*PROMPT*
From the records below, copy out each line that has the word "eslint".

Data records
· · · · · · ·
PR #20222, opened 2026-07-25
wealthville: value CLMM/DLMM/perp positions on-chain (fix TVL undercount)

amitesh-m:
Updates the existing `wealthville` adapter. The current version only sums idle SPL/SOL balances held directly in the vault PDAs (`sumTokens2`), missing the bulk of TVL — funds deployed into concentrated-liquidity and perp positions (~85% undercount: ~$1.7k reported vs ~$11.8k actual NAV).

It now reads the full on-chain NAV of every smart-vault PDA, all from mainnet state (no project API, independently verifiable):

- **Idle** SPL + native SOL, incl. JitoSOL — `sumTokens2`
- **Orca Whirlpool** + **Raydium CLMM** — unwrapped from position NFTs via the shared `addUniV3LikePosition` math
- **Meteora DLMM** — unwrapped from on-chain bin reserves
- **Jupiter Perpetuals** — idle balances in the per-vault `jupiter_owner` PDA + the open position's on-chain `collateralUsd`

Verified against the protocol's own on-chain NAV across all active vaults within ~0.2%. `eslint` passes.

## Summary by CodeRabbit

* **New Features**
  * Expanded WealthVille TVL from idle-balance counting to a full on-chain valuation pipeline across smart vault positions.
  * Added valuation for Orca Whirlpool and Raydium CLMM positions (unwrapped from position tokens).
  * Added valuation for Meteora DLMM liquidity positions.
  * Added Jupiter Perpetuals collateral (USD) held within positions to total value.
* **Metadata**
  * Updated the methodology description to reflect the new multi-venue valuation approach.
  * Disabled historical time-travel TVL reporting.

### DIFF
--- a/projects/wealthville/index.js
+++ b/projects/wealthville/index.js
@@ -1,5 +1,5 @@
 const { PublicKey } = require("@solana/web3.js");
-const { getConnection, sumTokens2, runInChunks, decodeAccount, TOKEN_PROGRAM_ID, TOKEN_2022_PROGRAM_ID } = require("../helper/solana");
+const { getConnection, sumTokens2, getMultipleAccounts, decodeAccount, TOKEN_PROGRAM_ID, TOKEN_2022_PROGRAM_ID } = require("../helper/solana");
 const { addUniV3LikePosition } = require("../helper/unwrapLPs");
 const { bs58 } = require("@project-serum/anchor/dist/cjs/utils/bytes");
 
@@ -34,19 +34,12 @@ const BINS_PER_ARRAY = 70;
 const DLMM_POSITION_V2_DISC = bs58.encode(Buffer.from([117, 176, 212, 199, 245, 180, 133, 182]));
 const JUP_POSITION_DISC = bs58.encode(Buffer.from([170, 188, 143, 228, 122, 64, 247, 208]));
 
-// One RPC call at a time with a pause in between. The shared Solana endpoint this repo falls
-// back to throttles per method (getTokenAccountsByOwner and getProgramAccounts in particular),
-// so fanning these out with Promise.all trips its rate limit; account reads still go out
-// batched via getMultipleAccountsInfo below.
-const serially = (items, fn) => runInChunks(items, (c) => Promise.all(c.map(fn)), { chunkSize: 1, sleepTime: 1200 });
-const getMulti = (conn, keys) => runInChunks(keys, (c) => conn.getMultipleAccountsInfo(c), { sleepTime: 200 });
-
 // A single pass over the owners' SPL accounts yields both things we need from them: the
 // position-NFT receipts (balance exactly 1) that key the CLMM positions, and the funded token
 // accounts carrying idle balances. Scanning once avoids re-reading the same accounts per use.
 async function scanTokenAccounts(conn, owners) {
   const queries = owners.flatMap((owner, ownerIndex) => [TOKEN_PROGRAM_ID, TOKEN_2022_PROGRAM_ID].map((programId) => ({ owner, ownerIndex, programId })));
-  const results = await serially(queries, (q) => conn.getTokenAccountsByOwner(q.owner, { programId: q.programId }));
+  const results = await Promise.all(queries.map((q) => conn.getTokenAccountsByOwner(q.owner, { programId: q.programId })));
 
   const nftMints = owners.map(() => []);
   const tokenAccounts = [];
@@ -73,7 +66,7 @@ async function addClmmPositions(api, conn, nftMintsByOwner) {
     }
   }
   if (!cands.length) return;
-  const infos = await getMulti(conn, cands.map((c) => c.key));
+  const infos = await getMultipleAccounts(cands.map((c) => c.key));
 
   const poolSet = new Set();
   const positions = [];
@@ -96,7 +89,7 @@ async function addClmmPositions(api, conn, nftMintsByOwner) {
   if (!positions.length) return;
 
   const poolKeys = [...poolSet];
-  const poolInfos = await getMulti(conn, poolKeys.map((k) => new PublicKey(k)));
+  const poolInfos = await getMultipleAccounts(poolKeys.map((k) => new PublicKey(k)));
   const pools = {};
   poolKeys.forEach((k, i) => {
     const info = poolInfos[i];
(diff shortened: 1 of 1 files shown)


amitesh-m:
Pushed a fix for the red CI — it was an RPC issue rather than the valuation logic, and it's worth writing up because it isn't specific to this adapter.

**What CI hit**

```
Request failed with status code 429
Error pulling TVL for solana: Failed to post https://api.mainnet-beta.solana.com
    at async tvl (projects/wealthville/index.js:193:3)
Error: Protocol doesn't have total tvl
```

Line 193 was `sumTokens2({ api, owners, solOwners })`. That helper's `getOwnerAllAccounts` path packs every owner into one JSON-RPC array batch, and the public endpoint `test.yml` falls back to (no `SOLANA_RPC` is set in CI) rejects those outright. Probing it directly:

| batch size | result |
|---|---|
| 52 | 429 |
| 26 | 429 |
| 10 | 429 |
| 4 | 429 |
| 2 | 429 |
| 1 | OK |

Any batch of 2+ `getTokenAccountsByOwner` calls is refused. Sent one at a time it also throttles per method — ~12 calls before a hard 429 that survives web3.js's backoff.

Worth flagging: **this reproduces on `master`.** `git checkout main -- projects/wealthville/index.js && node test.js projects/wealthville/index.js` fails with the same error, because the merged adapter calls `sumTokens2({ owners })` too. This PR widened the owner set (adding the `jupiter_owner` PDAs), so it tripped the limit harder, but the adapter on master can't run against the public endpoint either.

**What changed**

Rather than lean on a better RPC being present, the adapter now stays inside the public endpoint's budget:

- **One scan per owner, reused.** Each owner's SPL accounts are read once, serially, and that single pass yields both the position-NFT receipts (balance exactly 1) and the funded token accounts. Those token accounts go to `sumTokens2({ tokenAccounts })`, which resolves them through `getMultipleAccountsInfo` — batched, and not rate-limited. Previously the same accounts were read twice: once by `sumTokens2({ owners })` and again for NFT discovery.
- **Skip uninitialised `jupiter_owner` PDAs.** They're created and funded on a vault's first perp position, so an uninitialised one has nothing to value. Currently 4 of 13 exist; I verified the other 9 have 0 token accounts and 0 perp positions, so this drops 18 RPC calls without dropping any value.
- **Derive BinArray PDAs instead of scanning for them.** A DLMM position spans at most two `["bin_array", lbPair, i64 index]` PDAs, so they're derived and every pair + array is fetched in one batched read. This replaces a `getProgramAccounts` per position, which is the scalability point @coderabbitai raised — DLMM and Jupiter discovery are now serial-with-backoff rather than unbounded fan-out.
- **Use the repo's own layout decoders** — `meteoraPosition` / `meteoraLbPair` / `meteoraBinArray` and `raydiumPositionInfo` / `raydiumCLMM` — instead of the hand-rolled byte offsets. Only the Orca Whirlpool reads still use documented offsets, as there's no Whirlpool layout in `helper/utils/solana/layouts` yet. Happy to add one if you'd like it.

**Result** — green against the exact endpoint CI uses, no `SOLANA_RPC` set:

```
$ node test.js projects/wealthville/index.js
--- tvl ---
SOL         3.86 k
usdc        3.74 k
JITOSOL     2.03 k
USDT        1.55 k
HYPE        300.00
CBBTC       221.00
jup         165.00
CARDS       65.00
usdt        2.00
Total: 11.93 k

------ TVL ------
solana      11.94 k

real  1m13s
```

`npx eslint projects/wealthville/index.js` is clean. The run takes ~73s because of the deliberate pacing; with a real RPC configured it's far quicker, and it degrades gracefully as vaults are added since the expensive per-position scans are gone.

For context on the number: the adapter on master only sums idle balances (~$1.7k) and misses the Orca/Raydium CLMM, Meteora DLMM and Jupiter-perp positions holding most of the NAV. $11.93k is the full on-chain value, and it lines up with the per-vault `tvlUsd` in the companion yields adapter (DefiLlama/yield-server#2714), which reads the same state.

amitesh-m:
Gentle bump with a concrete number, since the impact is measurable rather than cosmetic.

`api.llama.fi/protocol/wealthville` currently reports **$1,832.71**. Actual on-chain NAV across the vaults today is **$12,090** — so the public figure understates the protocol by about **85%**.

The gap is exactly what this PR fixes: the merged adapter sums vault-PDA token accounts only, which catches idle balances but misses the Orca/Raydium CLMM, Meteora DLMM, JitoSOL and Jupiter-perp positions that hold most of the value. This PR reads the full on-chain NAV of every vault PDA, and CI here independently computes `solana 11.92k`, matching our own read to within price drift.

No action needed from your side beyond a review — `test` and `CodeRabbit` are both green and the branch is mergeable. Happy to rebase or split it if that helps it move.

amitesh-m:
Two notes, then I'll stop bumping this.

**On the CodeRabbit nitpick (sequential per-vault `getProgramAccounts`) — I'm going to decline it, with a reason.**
· · · · · · ·
*RESPONSE AREA*
Verified against the protocol's own on-chain NAV across all active vaults within ~0.2%. `eslint` passes.
`npx eslint projects/wealthville/index.js` is clean. The run takes ~73s because of the deliberate pacing; with a real RPC configured it's far quicker, and it degrades gracefully as vaults are added since the expensive per-position scans are gone.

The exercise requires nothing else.